• [Assignment]: Where a line of the listing below holds "missing", add it to the tally; give only the final number.

----------

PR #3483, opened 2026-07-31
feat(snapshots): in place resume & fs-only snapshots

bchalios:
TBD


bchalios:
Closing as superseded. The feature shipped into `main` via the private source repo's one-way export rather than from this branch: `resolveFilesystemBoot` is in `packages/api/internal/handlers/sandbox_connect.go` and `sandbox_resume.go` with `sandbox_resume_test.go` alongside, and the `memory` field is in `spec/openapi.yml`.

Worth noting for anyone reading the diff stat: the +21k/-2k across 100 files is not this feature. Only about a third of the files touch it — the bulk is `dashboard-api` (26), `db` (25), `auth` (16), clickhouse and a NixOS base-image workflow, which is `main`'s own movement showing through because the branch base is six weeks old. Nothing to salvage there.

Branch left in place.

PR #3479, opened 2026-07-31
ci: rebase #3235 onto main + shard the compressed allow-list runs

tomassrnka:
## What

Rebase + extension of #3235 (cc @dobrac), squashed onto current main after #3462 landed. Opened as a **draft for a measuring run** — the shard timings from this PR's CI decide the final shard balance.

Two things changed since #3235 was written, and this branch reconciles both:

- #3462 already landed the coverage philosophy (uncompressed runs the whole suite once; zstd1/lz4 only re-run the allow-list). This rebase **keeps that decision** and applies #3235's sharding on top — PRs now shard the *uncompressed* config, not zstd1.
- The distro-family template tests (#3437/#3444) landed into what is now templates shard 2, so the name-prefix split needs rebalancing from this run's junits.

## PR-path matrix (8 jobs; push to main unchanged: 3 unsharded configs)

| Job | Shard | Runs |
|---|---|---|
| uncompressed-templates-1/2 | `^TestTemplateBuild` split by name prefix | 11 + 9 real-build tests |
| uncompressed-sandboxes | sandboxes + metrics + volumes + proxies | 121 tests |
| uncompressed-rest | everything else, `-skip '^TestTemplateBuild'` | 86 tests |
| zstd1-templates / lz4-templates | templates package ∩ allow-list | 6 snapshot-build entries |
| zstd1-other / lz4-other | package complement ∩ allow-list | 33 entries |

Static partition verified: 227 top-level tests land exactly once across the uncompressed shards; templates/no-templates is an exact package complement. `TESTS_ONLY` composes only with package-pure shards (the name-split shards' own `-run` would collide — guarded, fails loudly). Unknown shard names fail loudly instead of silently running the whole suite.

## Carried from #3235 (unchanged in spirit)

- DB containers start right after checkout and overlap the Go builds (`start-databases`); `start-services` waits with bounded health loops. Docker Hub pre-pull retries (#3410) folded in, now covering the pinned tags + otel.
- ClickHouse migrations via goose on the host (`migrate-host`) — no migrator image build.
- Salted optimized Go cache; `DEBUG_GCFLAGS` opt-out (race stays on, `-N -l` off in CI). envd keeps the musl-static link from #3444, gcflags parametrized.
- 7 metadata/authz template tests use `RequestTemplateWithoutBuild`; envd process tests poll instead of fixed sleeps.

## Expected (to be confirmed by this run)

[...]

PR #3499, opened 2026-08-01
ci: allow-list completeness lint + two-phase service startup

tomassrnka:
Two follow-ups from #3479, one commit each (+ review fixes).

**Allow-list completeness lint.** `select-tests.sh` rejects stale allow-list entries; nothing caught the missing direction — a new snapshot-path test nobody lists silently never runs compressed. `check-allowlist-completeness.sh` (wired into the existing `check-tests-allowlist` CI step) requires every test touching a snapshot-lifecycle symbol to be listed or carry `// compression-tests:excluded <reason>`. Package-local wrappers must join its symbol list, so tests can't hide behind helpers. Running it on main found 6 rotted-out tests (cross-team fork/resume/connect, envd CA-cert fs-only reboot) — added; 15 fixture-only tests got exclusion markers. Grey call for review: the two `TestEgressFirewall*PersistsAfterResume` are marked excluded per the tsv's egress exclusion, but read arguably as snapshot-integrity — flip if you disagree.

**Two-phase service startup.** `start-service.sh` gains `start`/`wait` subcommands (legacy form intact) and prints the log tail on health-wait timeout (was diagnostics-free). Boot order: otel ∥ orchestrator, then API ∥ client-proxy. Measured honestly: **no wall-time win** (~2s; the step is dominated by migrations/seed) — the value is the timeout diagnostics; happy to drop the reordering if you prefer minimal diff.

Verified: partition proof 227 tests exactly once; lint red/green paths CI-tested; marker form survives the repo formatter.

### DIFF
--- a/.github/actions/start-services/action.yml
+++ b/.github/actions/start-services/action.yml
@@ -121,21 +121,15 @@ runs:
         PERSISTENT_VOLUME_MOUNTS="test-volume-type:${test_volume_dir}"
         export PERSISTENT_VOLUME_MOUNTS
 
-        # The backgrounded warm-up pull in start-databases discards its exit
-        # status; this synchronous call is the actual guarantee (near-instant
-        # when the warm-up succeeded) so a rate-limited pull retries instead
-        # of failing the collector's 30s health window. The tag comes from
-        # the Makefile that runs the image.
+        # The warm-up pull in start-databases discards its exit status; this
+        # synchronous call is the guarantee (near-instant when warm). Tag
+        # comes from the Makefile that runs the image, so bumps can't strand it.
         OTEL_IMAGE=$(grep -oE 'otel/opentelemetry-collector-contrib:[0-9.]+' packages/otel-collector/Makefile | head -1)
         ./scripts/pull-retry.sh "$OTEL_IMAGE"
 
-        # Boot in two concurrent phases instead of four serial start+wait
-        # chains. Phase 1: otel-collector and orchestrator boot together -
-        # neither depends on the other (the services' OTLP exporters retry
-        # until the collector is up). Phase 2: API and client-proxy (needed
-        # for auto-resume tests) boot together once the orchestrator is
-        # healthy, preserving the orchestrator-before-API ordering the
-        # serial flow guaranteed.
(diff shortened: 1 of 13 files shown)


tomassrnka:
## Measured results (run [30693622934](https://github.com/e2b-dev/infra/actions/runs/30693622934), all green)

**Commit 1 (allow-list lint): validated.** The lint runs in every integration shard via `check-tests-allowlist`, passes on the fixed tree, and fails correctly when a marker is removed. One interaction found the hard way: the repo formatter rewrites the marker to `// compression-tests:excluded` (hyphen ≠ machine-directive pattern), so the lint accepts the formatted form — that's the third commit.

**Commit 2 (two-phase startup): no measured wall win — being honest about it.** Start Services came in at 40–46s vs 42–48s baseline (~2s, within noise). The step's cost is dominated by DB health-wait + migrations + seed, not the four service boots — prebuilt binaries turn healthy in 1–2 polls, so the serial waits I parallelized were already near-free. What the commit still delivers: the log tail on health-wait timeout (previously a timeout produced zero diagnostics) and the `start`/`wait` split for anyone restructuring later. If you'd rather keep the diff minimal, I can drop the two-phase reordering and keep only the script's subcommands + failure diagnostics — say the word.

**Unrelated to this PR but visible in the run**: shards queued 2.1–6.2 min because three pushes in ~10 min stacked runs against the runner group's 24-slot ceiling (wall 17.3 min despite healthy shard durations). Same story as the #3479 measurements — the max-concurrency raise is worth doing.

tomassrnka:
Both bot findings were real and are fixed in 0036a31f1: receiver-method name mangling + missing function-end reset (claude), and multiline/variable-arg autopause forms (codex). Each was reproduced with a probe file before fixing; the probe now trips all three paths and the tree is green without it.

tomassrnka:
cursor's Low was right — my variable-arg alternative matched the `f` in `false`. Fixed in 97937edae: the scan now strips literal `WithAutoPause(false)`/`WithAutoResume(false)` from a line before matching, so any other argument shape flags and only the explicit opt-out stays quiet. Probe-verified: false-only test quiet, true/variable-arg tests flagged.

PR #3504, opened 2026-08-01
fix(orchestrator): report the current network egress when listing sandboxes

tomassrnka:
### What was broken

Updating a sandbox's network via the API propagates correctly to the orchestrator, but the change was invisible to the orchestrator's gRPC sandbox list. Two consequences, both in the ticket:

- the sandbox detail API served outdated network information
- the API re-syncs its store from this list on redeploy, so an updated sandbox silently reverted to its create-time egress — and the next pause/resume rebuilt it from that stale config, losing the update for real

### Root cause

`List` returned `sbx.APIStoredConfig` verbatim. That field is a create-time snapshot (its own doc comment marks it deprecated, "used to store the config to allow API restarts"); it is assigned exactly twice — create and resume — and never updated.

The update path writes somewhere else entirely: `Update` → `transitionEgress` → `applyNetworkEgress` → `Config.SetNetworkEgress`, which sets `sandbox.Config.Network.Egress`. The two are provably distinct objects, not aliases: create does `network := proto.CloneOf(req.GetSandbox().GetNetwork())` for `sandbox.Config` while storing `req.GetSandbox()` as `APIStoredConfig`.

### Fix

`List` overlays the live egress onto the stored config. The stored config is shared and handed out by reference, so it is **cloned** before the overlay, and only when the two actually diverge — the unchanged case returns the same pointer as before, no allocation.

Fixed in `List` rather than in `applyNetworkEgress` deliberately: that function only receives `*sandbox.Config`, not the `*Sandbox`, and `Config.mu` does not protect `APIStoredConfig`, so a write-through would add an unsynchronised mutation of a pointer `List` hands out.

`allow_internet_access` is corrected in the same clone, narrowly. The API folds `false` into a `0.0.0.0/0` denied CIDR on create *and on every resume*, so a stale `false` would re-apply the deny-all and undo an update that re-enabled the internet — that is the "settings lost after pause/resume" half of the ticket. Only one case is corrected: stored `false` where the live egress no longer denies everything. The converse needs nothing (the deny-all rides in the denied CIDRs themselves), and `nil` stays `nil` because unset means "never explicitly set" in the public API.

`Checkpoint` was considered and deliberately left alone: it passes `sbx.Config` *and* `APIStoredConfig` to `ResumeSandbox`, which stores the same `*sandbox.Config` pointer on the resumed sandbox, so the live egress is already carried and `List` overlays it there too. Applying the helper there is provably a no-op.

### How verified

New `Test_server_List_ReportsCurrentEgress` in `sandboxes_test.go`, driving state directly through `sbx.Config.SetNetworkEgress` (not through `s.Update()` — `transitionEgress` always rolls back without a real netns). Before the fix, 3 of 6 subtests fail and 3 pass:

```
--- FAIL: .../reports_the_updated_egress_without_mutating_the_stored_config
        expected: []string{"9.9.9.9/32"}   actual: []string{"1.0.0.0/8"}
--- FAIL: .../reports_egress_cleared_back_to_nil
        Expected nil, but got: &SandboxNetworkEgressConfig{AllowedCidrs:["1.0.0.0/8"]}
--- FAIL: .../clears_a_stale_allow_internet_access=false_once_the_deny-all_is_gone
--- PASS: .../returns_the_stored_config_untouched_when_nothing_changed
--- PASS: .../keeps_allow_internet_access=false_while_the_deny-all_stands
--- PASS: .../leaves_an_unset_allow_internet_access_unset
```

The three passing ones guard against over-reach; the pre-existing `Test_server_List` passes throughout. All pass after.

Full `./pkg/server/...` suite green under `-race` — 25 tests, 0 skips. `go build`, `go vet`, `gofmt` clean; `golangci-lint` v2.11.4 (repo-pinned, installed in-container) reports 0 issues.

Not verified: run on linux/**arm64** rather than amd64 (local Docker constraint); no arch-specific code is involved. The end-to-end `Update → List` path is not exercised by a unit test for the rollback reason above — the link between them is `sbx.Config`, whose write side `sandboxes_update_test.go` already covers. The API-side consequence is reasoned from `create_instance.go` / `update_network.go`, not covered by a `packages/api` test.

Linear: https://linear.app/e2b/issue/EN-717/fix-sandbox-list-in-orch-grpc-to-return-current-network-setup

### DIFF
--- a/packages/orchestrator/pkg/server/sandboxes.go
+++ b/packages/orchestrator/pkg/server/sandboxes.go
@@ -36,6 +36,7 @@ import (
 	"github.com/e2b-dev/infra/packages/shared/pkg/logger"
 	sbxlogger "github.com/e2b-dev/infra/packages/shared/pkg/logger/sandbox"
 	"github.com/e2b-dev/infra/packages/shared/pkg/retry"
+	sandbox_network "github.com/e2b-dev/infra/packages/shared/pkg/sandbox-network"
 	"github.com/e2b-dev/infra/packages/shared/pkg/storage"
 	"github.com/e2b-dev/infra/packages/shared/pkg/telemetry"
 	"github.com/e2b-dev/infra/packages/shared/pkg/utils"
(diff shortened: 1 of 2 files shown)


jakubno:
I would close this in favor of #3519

----------

• [Answer section]: 2